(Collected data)

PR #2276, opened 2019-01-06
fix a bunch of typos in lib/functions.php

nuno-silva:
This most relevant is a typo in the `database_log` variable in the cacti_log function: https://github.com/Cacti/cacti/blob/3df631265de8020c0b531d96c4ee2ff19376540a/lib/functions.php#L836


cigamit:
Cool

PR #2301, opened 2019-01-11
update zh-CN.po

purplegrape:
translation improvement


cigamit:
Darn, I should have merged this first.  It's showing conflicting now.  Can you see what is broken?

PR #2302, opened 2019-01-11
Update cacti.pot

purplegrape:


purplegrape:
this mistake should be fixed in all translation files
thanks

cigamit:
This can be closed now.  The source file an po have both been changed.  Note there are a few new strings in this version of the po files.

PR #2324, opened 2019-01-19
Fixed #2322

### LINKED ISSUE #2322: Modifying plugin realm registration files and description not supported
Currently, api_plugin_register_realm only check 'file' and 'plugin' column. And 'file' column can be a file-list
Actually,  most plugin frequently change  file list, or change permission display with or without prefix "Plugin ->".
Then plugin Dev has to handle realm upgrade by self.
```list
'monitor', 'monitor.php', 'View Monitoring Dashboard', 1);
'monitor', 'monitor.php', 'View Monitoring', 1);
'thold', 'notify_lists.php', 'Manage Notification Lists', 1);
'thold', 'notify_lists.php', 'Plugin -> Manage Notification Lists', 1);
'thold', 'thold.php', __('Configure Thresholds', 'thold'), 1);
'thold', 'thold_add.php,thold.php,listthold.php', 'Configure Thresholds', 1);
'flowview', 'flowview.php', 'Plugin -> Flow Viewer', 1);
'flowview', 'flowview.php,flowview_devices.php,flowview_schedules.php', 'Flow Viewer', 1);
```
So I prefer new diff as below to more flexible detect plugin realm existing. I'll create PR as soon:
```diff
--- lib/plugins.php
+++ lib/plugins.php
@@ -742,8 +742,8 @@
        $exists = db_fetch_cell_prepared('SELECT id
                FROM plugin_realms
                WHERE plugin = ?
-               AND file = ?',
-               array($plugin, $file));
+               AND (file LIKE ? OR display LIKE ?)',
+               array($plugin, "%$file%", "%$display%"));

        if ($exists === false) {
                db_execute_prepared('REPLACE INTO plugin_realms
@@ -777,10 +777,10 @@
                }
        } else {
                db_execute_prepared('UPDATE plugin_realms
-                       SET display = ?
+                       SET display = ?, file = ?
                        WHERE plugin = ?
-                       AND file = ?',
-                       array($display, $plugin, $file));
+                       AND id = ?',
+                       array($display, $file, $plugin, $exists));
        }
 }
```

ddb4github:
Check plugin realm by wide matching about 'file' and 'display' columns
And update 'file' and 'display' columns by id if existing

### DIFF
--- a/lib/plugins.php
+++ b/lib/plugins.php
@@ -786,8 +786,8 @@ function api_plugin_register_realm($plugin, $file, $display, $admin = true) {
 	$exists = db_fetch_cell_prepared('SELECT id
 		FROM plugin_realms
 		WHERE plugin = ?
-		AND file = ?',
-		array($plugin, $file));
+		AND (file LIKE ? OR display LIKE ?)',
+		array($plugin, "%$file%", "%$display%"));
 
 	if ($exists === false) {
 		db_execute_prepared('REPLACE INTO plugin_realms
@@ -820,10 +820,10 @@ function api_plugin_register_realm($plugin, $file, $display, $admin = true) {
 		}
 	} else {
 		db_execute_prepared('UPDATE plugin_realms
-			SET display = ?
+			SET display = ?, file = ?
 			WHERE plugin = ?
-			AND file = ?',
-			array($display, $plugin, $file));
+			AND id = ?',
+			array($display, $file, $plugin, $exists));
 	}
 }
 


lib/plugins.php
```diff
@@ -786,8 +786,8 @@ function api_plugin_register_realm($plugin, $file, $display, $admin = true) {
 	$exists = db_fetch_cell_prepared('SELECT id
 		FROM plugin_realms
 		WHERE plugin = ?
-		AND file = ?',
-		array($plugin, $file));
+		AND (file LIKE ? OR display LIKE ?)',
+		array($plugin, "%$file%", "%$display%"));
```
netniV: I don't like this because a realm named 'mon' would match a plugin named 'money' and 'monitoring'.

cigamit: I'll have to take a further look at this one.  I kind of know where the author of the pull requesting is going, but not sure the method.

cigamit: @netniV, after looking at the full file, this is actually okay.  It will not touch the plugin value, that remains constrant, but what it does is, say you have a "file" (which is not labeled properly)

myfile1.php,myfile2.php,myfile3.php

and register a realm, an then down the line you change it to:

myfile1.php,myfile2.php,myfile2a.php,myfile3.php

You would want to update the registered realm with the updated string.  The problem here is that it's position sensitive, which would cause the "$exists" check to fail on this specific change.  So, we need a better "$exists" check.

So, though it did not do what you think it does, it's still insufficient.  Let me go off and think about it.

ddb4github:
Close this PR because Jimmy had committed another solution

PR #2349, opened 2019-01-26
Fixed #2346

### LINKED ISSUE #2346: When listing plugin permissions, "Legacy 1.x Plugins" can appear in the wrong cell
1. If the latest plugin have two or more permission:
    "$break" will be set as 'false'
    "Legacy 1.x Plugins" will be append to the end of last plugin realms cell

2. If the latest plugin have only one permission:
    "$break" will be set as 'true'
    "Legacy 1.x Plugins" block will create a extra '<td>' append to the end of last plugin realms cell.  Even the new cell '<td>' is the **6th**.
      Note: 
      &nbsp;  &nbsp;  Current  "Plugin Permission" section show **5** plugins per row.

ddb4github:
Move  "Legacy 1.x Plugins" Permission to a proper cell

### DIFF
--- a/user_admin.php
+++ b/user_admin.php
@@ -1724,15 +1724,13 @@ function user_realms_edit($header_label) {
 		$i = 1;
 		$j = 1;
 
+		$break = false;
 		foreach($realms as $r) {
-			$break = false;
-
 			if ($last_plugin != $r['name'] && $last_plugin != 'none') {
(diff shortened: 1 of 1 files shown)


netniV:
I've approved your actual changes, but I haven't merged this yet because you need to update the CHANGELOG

* * *

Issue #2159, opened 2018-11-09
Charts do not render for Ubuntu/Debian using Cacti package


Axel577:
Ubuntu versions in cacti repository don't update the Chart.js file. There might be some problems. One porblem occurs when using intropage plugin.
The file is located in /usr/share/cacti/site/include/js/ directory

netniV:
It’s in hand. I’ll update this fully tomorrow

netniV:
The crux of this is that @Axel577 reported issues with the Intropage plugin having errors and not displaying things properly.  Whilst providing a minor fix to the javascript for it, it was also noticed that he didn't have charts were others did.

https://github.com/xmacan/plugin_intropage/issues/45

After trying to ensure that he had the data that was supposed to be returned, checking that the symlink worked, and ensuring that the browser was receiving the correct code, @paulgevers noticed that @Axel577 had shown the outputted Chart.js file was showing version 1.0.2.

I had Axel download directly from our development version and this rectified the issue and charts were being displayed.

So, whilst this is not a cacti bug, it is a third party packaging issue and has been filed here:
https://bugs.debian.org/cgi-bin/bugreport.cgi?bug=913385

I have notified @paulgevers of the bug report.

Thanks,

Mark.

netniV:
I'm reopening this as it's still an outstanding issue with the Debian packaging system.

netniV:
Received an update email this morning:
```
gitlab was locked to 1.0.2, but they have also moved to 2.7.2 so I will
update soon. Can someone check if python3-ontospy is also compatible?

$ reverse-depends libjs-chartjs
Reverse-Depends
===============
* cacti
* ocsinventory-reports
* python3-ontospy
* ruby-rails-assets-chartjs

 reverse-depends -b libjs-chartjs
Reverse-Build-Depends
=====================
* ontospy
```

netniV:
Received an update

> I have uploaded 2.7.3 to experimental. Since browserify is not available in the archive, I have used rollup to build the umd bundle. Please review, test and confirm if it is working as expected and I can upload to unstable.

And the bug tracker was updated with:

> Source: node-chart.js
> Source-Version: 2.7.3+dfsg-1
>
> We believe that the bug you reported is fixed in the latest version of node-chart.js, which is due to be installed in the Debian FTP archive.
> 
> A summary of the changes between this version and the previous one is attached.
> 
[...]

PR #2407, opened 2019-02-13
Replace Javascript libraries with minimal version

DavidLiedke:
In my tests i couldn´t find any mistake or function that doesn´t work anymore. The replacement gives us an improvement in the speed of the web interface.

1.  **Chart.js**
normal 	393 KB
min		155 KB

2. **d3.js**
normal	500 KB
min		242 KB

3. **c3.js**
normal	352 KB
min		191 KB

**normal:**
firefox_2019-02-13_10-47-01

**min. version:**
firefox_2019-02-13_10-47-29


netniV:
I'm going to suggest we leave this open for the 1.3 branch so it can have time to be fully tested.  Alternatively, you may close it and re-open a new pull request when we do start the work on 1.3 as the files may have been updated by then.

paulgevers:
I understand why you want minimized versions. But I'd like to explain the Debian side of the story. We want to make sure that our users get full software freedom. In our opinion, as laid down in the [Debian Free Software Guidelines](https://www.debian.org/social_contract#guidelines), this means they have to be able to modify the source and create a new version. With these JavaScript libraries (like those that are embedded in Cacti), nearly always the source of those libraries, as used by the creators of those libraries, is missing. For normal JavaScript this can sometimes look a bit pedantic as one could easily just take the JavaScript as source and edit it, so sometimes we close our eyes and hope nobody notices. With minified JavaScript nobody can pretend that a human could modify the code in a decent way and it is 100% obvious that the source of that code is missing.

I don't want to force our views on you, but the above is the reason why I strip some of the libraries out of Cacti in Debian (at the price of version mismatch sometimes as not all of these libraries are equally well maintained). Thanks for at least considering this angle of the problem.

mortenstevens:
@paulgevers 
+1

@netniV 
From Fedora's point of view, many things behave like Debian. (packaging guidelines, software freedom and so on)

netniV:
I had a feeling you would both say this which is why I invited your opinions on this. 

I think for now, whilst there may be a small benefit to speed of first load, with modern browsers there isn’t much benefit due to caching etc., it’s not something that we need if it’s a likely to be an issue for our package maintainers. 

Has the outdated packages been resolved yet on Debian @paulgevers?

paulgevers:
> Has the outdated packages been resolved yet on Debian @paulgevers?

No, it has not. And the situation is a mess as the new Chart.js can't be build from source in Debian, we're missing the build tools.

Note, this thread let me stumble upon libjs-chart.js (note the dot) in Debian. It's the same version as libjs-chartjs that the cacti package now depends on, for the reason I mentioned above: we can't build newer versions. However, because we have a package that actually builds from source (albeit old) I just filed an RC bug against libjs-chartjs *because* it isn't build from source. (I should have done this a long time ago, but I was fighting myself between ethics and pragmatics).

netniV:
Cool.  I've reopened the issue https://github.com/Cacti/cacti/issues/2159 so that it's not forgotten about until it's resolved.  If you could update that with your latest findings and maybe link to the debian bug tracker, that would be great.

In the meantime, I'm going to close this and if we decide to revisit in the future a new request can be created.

EXERCISE INSTRUCTIONS:
Go through the entries and report every line with the string "fully".

EXERCISE OUTPUT:
It’s in hand. I’ll update this fully tomorrow
I'm going to suggest we leave this open for the 1.3 branch so it can have time to be fully tested.  Alternatively, you may close it and re-open a new pull request when we do start the work on 1.3 as the files may have been updated by then.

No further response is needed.